My loving wife bought me a new pair of shoes, black loafers, shoes I really do not need. “I could bring them back but I really want you to keep them,” she said as I began to complain.

 

 

Shackleton’s Phrase

Life is a travail, a dark uncertain wood,
I remind myself to remind my wife.
You must keep slugging your way through
relentlessly, but with grace and dignity,
in order to get to the end intact,
and able to hold your head up
and honestly say as you look back,
(as Shackleton could) “I have done my best.”

 

 

 

Back in the Middle Ages

“Say, Doc?” I grimace
as he yanks the stitches
out of my jagged red hernia scar
(though curiously it doesn’t hurt).
“What happened
when someone had a hernia
and needed surgery like this way back
in the Middle Ages?”
He brushes
my incision carefully
with an alcohol wipe.
“They died,” he says,
as he strides out of the room.

 

 

Egret

Tall gray bird, an egret I think, standing
in the shallows of a small pond over
in the fields behind the high school, poised,
quiet, elegant, intensely focused,
his head with its long beak
snapping suddenly like a whip
into the water, stabbing at one
of the innumerable, plump,
brown tadpoles beginning to kick
their frog legs.
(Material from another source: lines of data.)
PR #252, opened 2023-10-23
Fix nil pointer dereference panic in `Find()` if module by prefix is not found

### LINKED ISSUE #251: Nil pointer dereference panic in `Find()` if module by prefix is not found
Panic stack trace of goyang source files: 

```
panic: runtime error: invalid memory address or nil pointer dereference
[signal SIGSEGV: segmentation violation code=0x1 addr=0x18 pc=0x15a7cc0]

goroutine 20 [running]:
panic({0x18493c0, 0x1fe79a0})
        /usr/local/go/src/runtime/panic.go:884 +0x213 fp=0xc003b1ecd8 sp=0xc003b1ec18 pc=0x1036193
runtime.panicmem(...)
        /usr/local/go/src/runtime/panic.go:260
runtime.sigpanic()
        /usr/local/go/src/runtime/signal_unix.go:841 +0x37d fp=0xc003b1ed38 sp=0xc003b1ecd8 pc=0x104db1d
github.com/openconfig/goyang/pkg/yang.(*Module).ParentNode(0x159ea5f?)
        github.com/openconfig/goyang/pkg/yang/yang.go:143 fp=0xc003b1ed40 sp=0xc003b1ed38 pc=0x15a7cc0
github.com/openconfig/goyang/pkg/yang.RootNode({0x1af0840?, 0x0?})
        github.com/openconfig/goyang/pkg/yang/node.go:147 +0x45 fp=0xc003b1ed68 sp=0xc003b1ed40 pc=0x159f0e5
github.com/openconfig/goyang/pkg/yang.module({0x1af0840?, 0x0?})
        github.com/openconfig/goyang/pkg/yang/node.go:159 +0x27 fp=0xc003b1ed98 sp=0xc003b1ed68 pc=0x159f167
github.com/openconfig/goyang/pkg/yang.(*Entry).Find(0xc00660cf00, {0xc001625f80?, 0xc003b1ef40?})
        github.com/openconfig/goyang/pkg/yang/entry.go:1325 +0x425 fp=0xc003b1ee80 sp=0xc003b1ed98 pc=0x1595c85
```

https://github.com/openconfig/goyang/blob/944052f4c47385554f2fb0f46ca4ecfbf446450c/pkg/yang/entry.go#L1325

* `Find()` calls `FindModuleByPrefix()` which returns nil of type `*yang.Module`.
* `module()` is called with `(*yang.Module)(nil)`.

https://github.com/openconfig/goyang/blob/944052f4c47385554f2fb0f46ca4ecfbf446450c/pkg/yang/node.go#L158-L160

https://github.com/openconfig/goyang/blob/944052f4c47385554f2fb0f46ca4ecfbf446450c/pkg/yang/node.go#L146-L147

https://github.com/openconfig/goyang/blob/944052f4c47385554f2fb0f46ca4ecfbf446450c/pkg/yang/yang.go#L142

* `module()` calls `RootNode()` which expects the `Node` interface type. `(*yang.Module)(nil)` is passed into `RootNode()`.
* `ParentNode()` is called with `(*yang.Module)(nil)`. This is not `n == nil` because the interface has a nil pointer value (same explanation as [this](https://go.dev/doc/faq#nil_error)). This results in a nil pointer dereference panic.
* `RootNode()` is vulnerable to panics due to a non-nil interface (e.g., when a nil `*yang.Module` is passed). Even if we properly nil check in `RootNode()` with reflection, we will again be vulnerable to a panic again with `Kind()` in node.go:160.

The root cause here is that `module()` is called with `(*yang.Module)(nil)`. We should nil check `FindModuleByPrefix()` before calling `module()` to prevent the panic.

sengleung:
Previously, if `FindModuleByPrefix()` returns nil in `Find()`, it would continue to call `module()` with nil, resulting in a nil pointer dereference panic when trying to call `ParentNode()` from `RootNode()`. The fix is to return an error if `FindModuleByPrefix()` returns nil.

Fixes #251

### DIFF
--- a/pkg/yang/entry.go
+++ b/pkg/yang/entry.go
@@ -1322,9 +1322,15 @@ func (e *Entry) Find(name string) *Entry {
 			e = e.Parent
 		}
 		if prefix, _ := getPrefix(parts[0]); prefix != "" {
-			m := module(FindModuleByPrefix(contextNode, prefix))
-			if m == nil {
+			mod := FindModuleByPrefix(contextNode, prefix)
+			if mod == nil {
 				e.addError(fmt.Errorf("cannot find module giving prefix %q within context entry %q", prefix, e.Path()))
+				return nil
+			}
+			m := module(mod)
+			if m == nil {
+				e.addError(fmt.Errorf("cannot find which module %q belongs to within context entry %q",
+					mod.NName(), e.Path()))
 				return nil
 			}
 			if m != e.Node.(*Module) {


LeonGWang (commented):
LGTM, thanks for the fix.

wenovus (approved):

wenovus:
Thanks for the fix

PR #260, opened 2023-11-07
Add `ClearEntryCache()` to `Modules`

### LINKED ISSUE #259: Cannot free up memory used by `entryCache` in `Modules`
`entryCache` is instantiated by `Modules`

https://github.com/openconfig/goyang/blob/a34098e7727d89e939164b3e0c0e4bd40c0bab5b/pkg/yang/modules.go#L35-L37

and is used only by the `ToEntry` function.

https://github.com/openconfig/goyang/blob/a34098e7727d89e939164b3e0c0e4bd40c0bab5b/pkg/yang/entry.go#L562-L567

`entryCache` in `Modules` can take up a bit of amount of memory after processing all YANG modules. For our use case, after processing all YANG modules, calls to `ToEntry`, which accesses the `entryCache`, happen very infrequently, if at all. Therefore, it is ideal to clear the cache to free up memory.

I don't think this should not compromise on correctness. Even if `entryCache` is cleared, calling `ToEntry` will just recurse and cache the relevant nodes again.

Issue #248 also refers to this issue. Creating this issue as this relates only to `entryCache`.

sengleung:
This function clears the `entryCache` in `Modules` to free up memory after processing modules. `entryCache` is used by the `ToEntry` function to cache previously converted nodes.

Fixes #259

### DIFF
--- a/pkg/yang/modules.go
+++ b/pkg/yang/modules.go
@@ -442,3 +442,9 @@ func (ms *Modules) include(m *Module) error {
 	}
 	return nil
 }
+
+// ClearEntryCache clears the entryCache containing previously converted nodes
+// used by the ToEntry function.
+func (ms *Modules) ClearEntryCache() {
+	ms.entryCache = map[Node]*Entry{}
+}


pkg/yang/modules.go
```diff
@@ -442,3 +442,9 @@ func (ms *Modules) include(m *Module) error {
 	}
 	return nil
 }
+
+// ClearEntryCache clears the entryCache containing previously converted nodes
+// used by the ToEntry function.
+func (ms *Modules) ClearEntryCache() {
+	ms.entryCache = map[Node]*Entry{}
```
wenovus, line 449: Suggest to clear both caches, since `Process` can't be called multiple times anyways.

A fix that allows multiple calls to `Process` should tolerate both caches being cleared between calls.

wenovus (commented):
goyang currently doesn't support calling `Process()` twice, despite what existing code comments may suggest right now.

This change LGTM for fulfilling your use case.

pkg/yang/modules.go
LeonGWang: What's the other cache (besides `ms.entryCache` you are suggesting to clear?)

wenovus: `mergedSubmodule`, but actually on another look, I'm concerned `ToEntry()` might not work anymore if that is also cleared. So scratch what I said, this PR looks good as-is.

wenovus (approved):

PR #268, opened 2024-07-10
Fix an age-old bug with `FromFloat` handling of negatives.

robshakir:
```
 * (M) pkg/yang/types_builtin(_test)?.go
    - This change squashes a bug that has existed for a long time
      in `FromFloat`, but only shows up on arm64. I finally have an
      arm64 machine and so found the issue. It was originally reported
      in https://github.com/openconfig/ygot/issues/766. The issue is
      that uint64 of a negative float64 is undefined  -- and on arm64
      on darwin returns 0, which made some test cases fail only on this
      architecture.
```

### DIFF
--- a/pkg/yang/types_builtin.go
+++ b/pkg/yang/types_builtin.go
@@ -328,18 +328,17 @@ func FromFloat(f float64) Number {
 		}
 	}
 
-	// Per RFC7950/6020, fraction-digits must be at least 1.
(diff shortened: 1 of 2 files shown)


wenovus (approved):
Nice find, thanks.

Interesting to know that Go also has undefined-ish behaviour for non-sensical code: https://go.dev/issue/52943

PR #272, opened 2024-08-08
Uses Augmentation

steiler:
Allow for the augmentation of groupings.

### DIFF
--- a/pkg/yang/entry.go
+++ b/pkg/yang/entry.go
@@ -660,6 +660,16 @@ func ToEntry(n Node) (e *Entry) {
 		// when the group is used in multiple locations and the
 		// grouping has a leafref that references outside the group.
 		e = ToEntry(g).dup()
+
+		// process augments
+		if s.Augment != nil {
+			a := ToEntry(s.Augment)
+			a.Parent = e
+			a.Augments = append(a.Augments, e)
+
+			e.Find(a.Name).merge(nil, a.Namespace(), a)
+		}
+
 		addExtraKeywordsToLeafEntry(n, e)
 		return e
 	}
--- a/pkg/yang/entry.go
+++ b/pkg/yang/entry.go
@@ -661,12 +661,18 @@ func ToEntry(n Node) (e *Entry) {
 		// grouping has a leafref that references outside the group.
 		e = ToEntry(g).dup()
 
+		switch determineYangVersion(g) {
+		case YangVersion10:
+			if len(s.Augment) > 1 {
+				return newError(s, "multiple augments not allowed in yang version 1.0: %s", s.Name)
+			}
+		}
+
 		// process augments
-		if s.Augment != nil {
-			a := ToEntry(s.Augment)
+		for _, x := range s.Augment {
+			a := ToEntry(x)
 			a.Parent = e
 			a.Augments = append(a.Augments, e)
-
 			e.Find(a.Name).merge(nil, a.Namespace(), a)
 		}
 
@@ -1053,6 +1059,32 @@ func ToEntry(n Node) (e *Entry) {
 	}
 
 	return e
+}
+
+type YangVersion string
+
+const (
+	YangVersion10 YangVersion = "1.0"
+	YangVersion11 YangVersion = "1.1"
+)
+
+func determineYangVersion(n Node) YangVersion {
+	p := n.ParentNode()
+	if p != nil {
+		return determineYangVersion(p)
+	}
+	var m *Module
+	var ok bool
+	if m, ok = n.(*Module); ok {
+		switch m.YangVersion.asString() {
+		case string(YangVersion10):
+			return YangVersion10
+		case string(YangVersion11):
+			return YangVersion11
+		}
+	}
+	// default to 1.0
+	return YangVersion10
 }
 
 // addExtraKeywordsToLeafEntry stores the values for unimplemented keywords in leaf entries.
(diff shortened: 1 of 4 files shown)


pkg/yang/entry.go
```diff
@@ -1045,6 +1061,32 @@ func ToEntry(n Node) (e *Entry) {
 	return e
 }
 
+type YangVersion string
```
robshakir, line 1064: Can we add a docstring comment please?

pkg/yang/yang.go
```diff
@@ -624,13 +624,13 @@ type Uses struct {
...
 	Extensions []*Statement `yang:"Ext" json:"-"`
 
-	Augment     *Augment  `yang:"augment" json:",omitempty"`
-	Description *Value    `yang:"description" json:",omitempty"`
-	IfFeature   []*Value  `yang:"if-feature" json:"-"`
-	Refine      []*Refine `yang:"refine" json:"-"`
-	Reference   *Value    `yang:"reference" json:"-"`
-	Status      *Value    `yang:"status" json:"-"`
-	When        *Value    `yang:"when" json:",omitempty"`
+	Augment     []*Augment `yang:"augment" json:",omitempty"`
```
robshakir, line 627: Should we create a different field here, since this means that this change is backwards-incompatible for existing API users. There was some discussion historically about making such changes for YANG 1.1. 

If we don't do this, then we need to mark this as goyang v2. I'd prefer to see whether we can group up other API changes that would be needed to fully support y1.1 into such a release.

pkg/yang/entry_test.go
```diff
@@ -3871,6 +3871,260 @@ func TestLeafEntry(t *testing.T) {
...
+
+	for _, tt := range tests {
+		t.Run(tt.name, func(t *testing.T) {
+			ms := NewModules()
+			var errs []error
+
+			for n, m := range tt.inModules {
+				if err := ms.Parse(m, n); err != nil {
+					errs = append(errs, err)
+
```
robshakir, line 4091:
```suggestion
```

pkg/yang/entry_test.go
```diff
@@ -3871,6 +3871,260 @@ func TestLeafEntry(t *testing.T) {
...
+			}
+
+			var m *Entry
+			m, errs = ms.GetModule("mod-a")
+			x := m
+			for _, p := range tt.pathExist {
+				for _, pe := range p {
+					y, ok := x.Dir[pe]
+					if !ok {
+						t.Fatalf("expected module %s to contain path %s", m.Name, strings.Join(p, "/"))
```
robshakir, line 4117: Can we add more debugging output here -- e.g., "expected module %s to contain path %s, could not find element %s in parent, got children: %v"

pkg/yang/entry_test.go
```diff
@@ -3871,6 +3871,260 @@ func TestLeafEntry(t *testing.T) {
...
+				errsStr.WriteString(e.Error())
+			}
+
+			for _, errStr := range tt.WantErrors {
+				strings.Contains(errsStr.String(), errStr)
+			}
+
+			var m *Entry
+			m, errs = ms.GetModule("mod-a")
+			x := m
```
robshakir, line 4112: Suggest to make these variable names a little less pithy -- `curElem` or something would be easier for a reader to understand.

pkg/yang/entry.go
```diff
@@ -660,6 +660,22 @@ func ToEntry(n Node) (e *Entry) {
 		// when the group is used in multiple locations and the
 		// grouping has a leafref that references outside the group.
 		e = ToEntry(g).dup()
+
+		switch determineYangVersion(g) {
```
robshakir, line 664: We haven't added this kind of error checking elsewhere -- I wonder whether we should try and include the parsed YANG version somewhere in the output entry. WDYT?

pkg/yang/entry.go
```diff
@@ -1045,6 +1061,32 @@ func ToEntry(n Node) (e *Entry) {
 	return e
 }
 
+type YangVersion string
+
+const (
+	YangVersion10 YangVersion = "1.0"
```
robshakir, line 1067: `s/YangVersion10/YANGVersion10/` per usual Go style guidelines.

a-chartier:
This would be fantastic to have merged in.

pkg/yang/entry.go
steiler: done

pkg/yang/entry_test.go
steiler: done

pkg/yang/entry_test.go
steiler: done

pkg/yang/entry.go
steiler: done

pkg/yang/yang.go
steiler: I'm unsure what exactly you want me to do here.

pkg/yang/entry.go
steiler: if we want to be strict then thats probably a good idea.

pkg/yang/yang.go
robshakir: I don't support changing `Augment` from `*Augment` to `[]*Augment` since this is backwards incompatible. This means that we're going to need to all downstream clients to change.

I suggest this is implemented using a new field `Augments` which has the slice. If it's not, then I don't think we should merge this without discussing other cardinality changes that are needed to support YANG 1.1 in a goyang v2.

PR #274, opened 2024-11-12
Add must keyword support to input statement

alexandernorth:
added must substatement under input type, conforming to yang-version 1.1 as in https://datatracker.ietf.org/doc/html/rfc7950#section-7.14.2.1


alexandernorth:
> duplicate of #270 ?

You are right, sorry. Will close in favour of your PR.

Issue #269, opened 2024-07-10
must doesn't seem to be supported in deviation


ankitjain093:
the following example of a deviation statement to add a must constraint to a leaf doesn't seem to be supported:

```
deviation /l2:l2vpn-svc/l2:sites/l2:site/l2:site-network-accesses/l2:site-network-access/l2:connection/l2:lag-interfaces/l2:lag-interface/l2:lacp/l2:mini-link-num {
        deviate add {
            must "count(../member-links/member-link) >= ." {
                error-message "Minimum links can't be less than configured member links";
            }
        }
    }
```

PR #278, opened 2025-02-13
Allow for the deviation of Must Statements

steiler:
This is a PR that allow for the deviation of Must Statements.

### DIFF
--- a/pkg/yang/entry.go
+++ b/pkg/yang/entry.go
@@ -1278,7 +1278,7 @@ func (e *Entry) ApplyDeviate(deviateOpts ...DeviateOpt) []error {
 								devNodeMust[idx] = devNodeMust[len(devNodeMust)-1]            // Swap with last element
 								deviatedNode.Extra["must"] = devNodeMust[:len(devNodeMust)-1] // Trim last element
 							} else {
-								appendErr(fmt.Errorf("must statement marked for deletion not found [%s]", existingMust.Name))
+								appendErr(fmt.Errorf("must statement marked for deletion not found [%s]", mustDelete.Name))
 							}
 						}
 					}
--- a/pkg/yang/entry.go
+++ b/pkg/yang/entry.go
@@ -1190,6 +1190,10 @@ func (e *Entry) ApplyDeviate(deviateOpts ...DeviateOpt) []error {
 						deviatedNode.Type = devSpec.Type
 					}
 
+					if musts, exists := devSpec.Extra["must"]; exists {
+						deviatedNode.Extra["must"] = append(deviatedNode.Extra["must"], musts...)
+					}
+
 				case DeviationNotSupported:
 					dp := deviatedNode.Parent
 					if dp == nil {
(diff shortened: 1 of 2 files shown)


steiler:
should also help with #269

pkg/yang/entry.go
```diff
@@ -1248,6 +1252,37 @@ func (e *Entry) ApplyDeviate(deviateOpts ...DeviateOpt) []error {
...
+						for _, mustDeleteInterf := range musts {
+
+							mustDelete := mustDeleteInterf.(*Must)
+
+							found := false
+							var idx int
+							var existingMustInterf interface{}
+							var existingMust *Must
+							for idx, existingMustInterf = range deviatedNode.Extra["must"] {
+								if existingMustInterf.(*Must).Name == mustDelete.Name {
```
robshakir, line 1266: It might be worth pulling this logic out into a helper function that states what it is doing a bit more clearly -- for example, something like `isSameMustStmt`, given that I assume that we actually need to handle other kind of deviations for `must` statements, right? (did not check rfc7950 here)

pkg/yang/entry.go
```diff
@@ -1248,6 +1252,37 @@ func (e *Entry) ApplyDeviate(deviateOpts ...DeviateOpt) []error {
...
+									existingMust = existingMustInterf.(*Must)
+									if (existingMust.ErrorMessage == nil && mustDelete.ErrorMessage == nil) ||
+										(existingMust.ErrorMessage != nil && mustDelete.ErrorMessage != nil &&
+											existingMust.ErrorMessage.Name == mustDelete.ErrorMessage.Name) {
+										found = true
+										break
+									}
+								}
+							}
+							if found {
```
robshakir, line 1276: Suggest to switch this around to keep the error case the indented one per go-style -- i.e., `if !found { appendErr(); continue }`.

robshakir (changes requested):
Thanks for the contribution!

PTAL at the comments, and please can we add a test for this functionality.

pkg/yang/entry.go
steiler: done

pkg/yang/entry.go
steiler: Changed the implementation meanwhile.
My take in the RFC was that all elements must match, but after some discussions seems like only the name (the actual must expression) must match, the error code etc does not matter. Hence the code is a lot simpler.
Change pushed

pkg/yang/entry.go
```diff
@@ -1248,6 +1252,37 @@ func (e *Entry) ApplyDeviate(deviateOpts ...DeviateOpt) []error {
...
+					if musts, exists := devSpec.Extra["must"]; exists {
+						// range through the deviations to apply them
+						for _, mustDeleteInterf := range musts {
+
+							mustDelete := mustDeleteInterf.(*Must)
+
+							found := false
+							var idx int
+							var existingMustInterf interface{}
+							var existingMust *Must
```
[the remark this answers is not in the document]
steiler: done

PR #287, opened 2025-04-24
Implement processing of refine statements, choice shorthand fixes

alexandernorth:
This PR implements the logic to process parsed refine statements according to the Yang 1.1 RFC.
It also implements a fix for choice cases, where the case statement is not present (allowed as per RFC). It does this by inserting the case automatically, such that a choice always has a case and no shorthand is used. This is important as paths are defined as if there is always a case node in the tree, even if it is missing in the schema.

### DIFF
--- a/pkg/yang/entry.go
+++ b/pkg/yang/entry.go
@@ -660,6 +660,83 @@ func ToEntry(n Node) (e *Entry) {
 		// when the group is used in multiple locations and the
 		// grouping has a leafref that references outside the group.
 		e = ToEntry(g).dup()
+
+		for _, refine := range s.Refine {
+			refineTarget := e.Find(refine.Name)
+			if refineTarget == nil {
+				return newError(s, "target node to refine %s not found in path: %s", refine.Name, e.Path())
+			}
+			// apply refinement according to https://datatracker.ietf.org/doc/html/rfc7950#section-7.13.2
+			// as best as we can
+
+			//   o  A leaf or choice node may get a default value, or a new default
+			//      value if it already had one.
+			//
+			//   o  A leaf-list node may get a set of default values, or a new set of
+			//      default values if it already had defaults; i.e., the set of
+			//      refined default values replaces the defaults already given.
+			if refine.Default != nil {
+				// TODO: do it
+				_ = refine.Default
+			}
+
+			//
+			//   o  Any node may get a specialized "description" string.
+			if refine.Description != nil {
+				refineTarget.Description = refine.Description.asString()
+			}
+
+			//
+			//   o  Any node may get a different "config" statement.
+			if refine.Reference != nil {
+				refineTarget.Config, err = tristateValue(refine.Reference)
+				if err != nil {
+					return newError(n, "error determining TriState value of Config: %s", err)
+				}
+			}
+
+			//   o  A leaf, anydata, anyxml, or choice node may get a different
+			//      "mandatory" statement.
+			if refine.Mandatory != nil {
+				refineTarget.Mandatory, err = tristateValue(refine.Mandatory)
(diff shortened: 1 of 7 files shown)


pkg/yang/entry.go
```diff
@@ -11,6 +11,8 @@
 // WITHOUT WARRANTIES OR CONDITIONS OF ANY KIND, either express or implied.
 // See the License for the specific language governing permissions and
 // limitations under the License.
+//
+// Copyright 2025 Swisscom (Schweiz) AG
```
robshakir, line 15: This reads like this whole file is `(c) Swisscom`, can you please adjust this to follow the first line and make it "additions copyright"? Alternatively, we can make this "(c) the OpenConfig contributors" and create a CONTRIBUTORS file.

pkg/yang/entry.go
```diff
@@ -660,6 +676,115 @@ func ToEntry(n Node) (e *Entry) {
 		// when the group is used in multiple locations and the
 		// grouping has a leafref that references outside the group.
 		e = ToEntry(g).dup()
+
+		for _, refine := range s.Refine {
```
robshakir, line 680: Given that this is a relatively long block -- can we split it out into its own function that we can also test individually?

pkg/yang/entry.go
```diff
@@ -660,6 +676,115 @@ func ToEntry(n Node) (e *Entry) {
...
+			if refine.Reference != nil {
+				refineTarget.Config, err = tristateValue(refine.Reference)
+				if err != nil {
+					return newError(n, "error determining TriState value of Config: %s", err)
+				}
+			}
+
+			//   o  A leaf, anydata, anyxml, or choice node may get a different
+			//      "mandatory" statement.
+
```
robshakir, line 730: (nit) remove blank like to match other cases.

pkg/yang/entry.go
```diff
@@ -755,12 +880,100 @@ func ToEntry(n Node) (e *Entry) {
 			}
 		case "choice":
 			for _, a := range fv.Interface().([]*Choice) {
+				//   https://datatracker.ietf.org/doc/html/rfc7950#section-7.9.2
```
robshakir, line 883: Again, can we pull this logic out into a separate function that we can test?

pkg/yang/yang.go
```diff
@@ -11,6 +11,8 @@
 // WITHOUT WARRANTIES OR CONDITIONS OF ANY KIND, either express or implied.
 // See the License for the specific language governing permissions and
 // limitations under the License.
+//
+// Copyright 2025 Swisscom (Schweiz) AG
```
robshakir, line 15: Same comment here re: copyright statements as the other file. (No problem noting the copyright, but we should just make it compliant with usual styles.)

pkg/yang/yang.go
```diff
@@ -646,7 +650,7 @@ type Refine struct {
 	Parent     Node         `yang:"Parent,nomerge"`
 	Extensions []*Statement `yang:"Ext"`
 
-	Default     *Value   `yang:"default"`
+	Defaults    []*Value `yang:"default"`
```
robshakir, line 653: This is a backwards incompatible change, that needs to be handled by downstream consumers too. 

We have had some discussion before on this: https://github.com/openconfig/goyang/issues/51

The conclusion was that we would have a `Default` and `Defaults` field, and this would allow handling of these cases in a backwards compatible way. Can we do this here so that we don't break the existing users?

robshakir (changes requested):
Thanks for the contribution, and extending goyang's functionality -- apologies for the delay in getting to review this contribution.

Please take a look at the comments.

PR #291, opened 2025-07-19
Fix github actions workflow for CI.

robshakir:


dplore (approved):

dplore:
> Ran into this in [openconfig/kne#604](https://github.com/openconfig/kne/pull/604) should be good here now.

Thank you sir!

PR #4448, opened 2021-03-17
Re-layer anew from the .NET SDK, to avoid COPY cmd issues

IEvangelist:
## Summary

Re-layer anew from the .NET SDK, to avoid COPY cmd issues

Related to #4447


BillWagner (approved):
This LGTM.

PR #4449, opened 2021-03-17
No longer need GH-token, but still want to show env var passing. Also…

IEvangelist:
## Summary

No longer need GH-token, but still want to show env var passing. Also, want to show conditional steps and output params.

Related to #4448


BillWagner (approved):
This LGTM. WE're getting there.

PR #4453, opened 2021-03-17
A few more updates to the tutorial bits and the code metrics MD file

IEvangelist:
## Summary

- Avoid triggering on self PRs
- Added a comment to the MD file to disable/capture, and then restore MD lint rules - for the file that is created.

Related to #4450


BillWagner (approved):
This LGTM @IEvangelist 

You can :shipit: when ready.

PR #4456, opened 2021-03-17
There was an issue with the generated line number

IEvangelist:
## Summary

There was an issue with the generated line number, this fixes that.

Related to #4451


BillWagner (approved):
This LGTM @IEvangelist 

You can :shipit: when ready.

PR #4492, opened 2021-04-01
Add status-checker GitHub Action

gewarren:


.github/actions/status-checker/.eslintignore
```diff
@@ -0,0 +1,4 @@
+dist/
```
gewarren, line 1: Not sure if I should check this in?

BillWagner (approved):
This is ready to deploy and start testing.

Let's :shipit: and see how it works.

PR #4497, opened 2021-04-02
Fix array length oops

gewarren:


BillWagner (approved):
Let's :shipit:

.github/actions/status-checker/src/status-checker.ts
```diff
@@ -12,13 +12,13 @@ export async function checkStatus(token: string) {
 
   if (prNumber) {
 
-    const { data: pullCommits } = await octokit.rest.pulls.listCommits({
+    const { data: pullCommits } = await octokit.pulls.listCommits({
```
gewarren, line 15: @BillWagner The second commit just removes "rest" here. That seems to be the normal way to call this API.

PR #4532, opened 2021-04-08
Fix if/else logic

gewarren:


.github/actions/status-checker/src/status-checker.ts
```diff
@@ -40,16 +41,18 @@ export async function checkStatus(token: string) {
         }
       }
 
-      if (buildStatus != null && buildStatus.state == 'pending') {
-        console.log("Found OPS status check but it's still pending.")
-        // Sleep for 10 seconds.
-        await wait(10000);
-        continue;
-      }
-      else {
```
gewarren, line 49: buildStatus could still be null here and we'd break, which is wrong.

adegeo (approved):

PR #4536, opened 2021-04-12
Added null-coalesce with the emoji, again can't assume  will succeed.…

IEvangelist:
- Added null-coalesce with the emoji, can't assume `.First()` will succeed Use `.FirstOrDefault()` instead.


BillWagner (approved):
This LGTM @IEvangelist 

You can :shipit:

PR #4543, opened 2021-04-21
Some cleanup

gewarren:
- allow pull_request and pull_request_target events
- add const for github.context.payload


.github/actions/status-checker/src/status-checker.ts
```diff
@@ -7,17 +7,18 @@ export async function checkStatus(token: string) {
...
-  if (github.context.eventName === 'pull_request_target' && github.context.payload?.action) {
-    const prNumber = github.context.payload.number;
+  if (['pull_request', 'pull_request_target'].includes(github.context.eventName) && payload?.action) {
+    const prNumber = payload.number;
     console.log({ prNumber });
 
     let sha;
-    if (github.context.payload.action === 'synchronize') {
-      sha = github.context.payload.after;
+    if (payload.action === 'synchronize') {
```
IEvangelist, line 17: It might be better to use a `switch` rather than `if/else if/else`, here is an example [TypeScript playground](https://www.typescriptlang.org/play?#code/C4TwDgpgBAggxsAlgewHZQLxQOQGcSpwAWATmogF4TZQA+OykqEAJjfdiRIxM2wNwBYAFChIUAAoBXADYyAShACOUiLmCYoAbxFQoRCAEMWALm269UXEUNn1JRKgDmFgL4j3wkWOgTDIGWRjTR1hPUMAM2AIEgB+O2AHZwAaC0MEFFQzeCQ0CzBZGQB9LhU1YHjJQsUy9TooKVQWCAjHVg8hL2E4NDqwf0DjMz8AoJYQtIy0MzwCYjJUSmpUsKgCuRLlVXUzUMt9I1NzVf3rWxxDACM4AEYAJgBmbAs9T1eOkREZCA0zhKSnPVGs1WnxOrgAO6IYDEKAACn6o2MADp0rlUABKY77OCGXDQWaEUjkKjYEwvSxnTSIwYsVFRGKdfZ6S5cQwAayZllx+IYTFYZIpPIJXB4fEFJ0pNmpAzGyPWxVK2wqyIMKLOXP2rKMnIpIMMsmA5Mleh6qFwyG+yMCTjh2AAqswAB6QBCsNay4JozLI7AYzWWbUcrmuIA):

But he misses, comes
up dry, his beady eyes staring down
into the dark water, incredulous
at having missed and, if
I didn’t know better, a little
bit embarrassed about it too.

 

 

because of the encumbrance of material things

filthy rusting stove at curbside being
thrown away by the inhabitants
of an old dilapidated shack
in back and I think that all
of us should remember
to throw-out our old stoves

 


Perspective

Sitting in Dr. de Mare’s waiting room
(Or is it waiting in
Dr. de Mare’s sitting room?) reading
an article in Scientific American
about exploding galaxies.
When galaxies explode there follows
a rather hard-to-comprehend rend
in the fabric of the universe,
everything flung in all directions
at the speed of light for millions and millions
of light years, incredibly massive destruction
of anything and everything
ever created or even imaginable.
And I’m waiting here for the doctor
to describe how he’s going to repair
the rend in the musculature
of my lower right abdominal wall,
my little inguinal hernia with
its lumpy bulge and
searing pain that’s been keeping me
out of work and up at night.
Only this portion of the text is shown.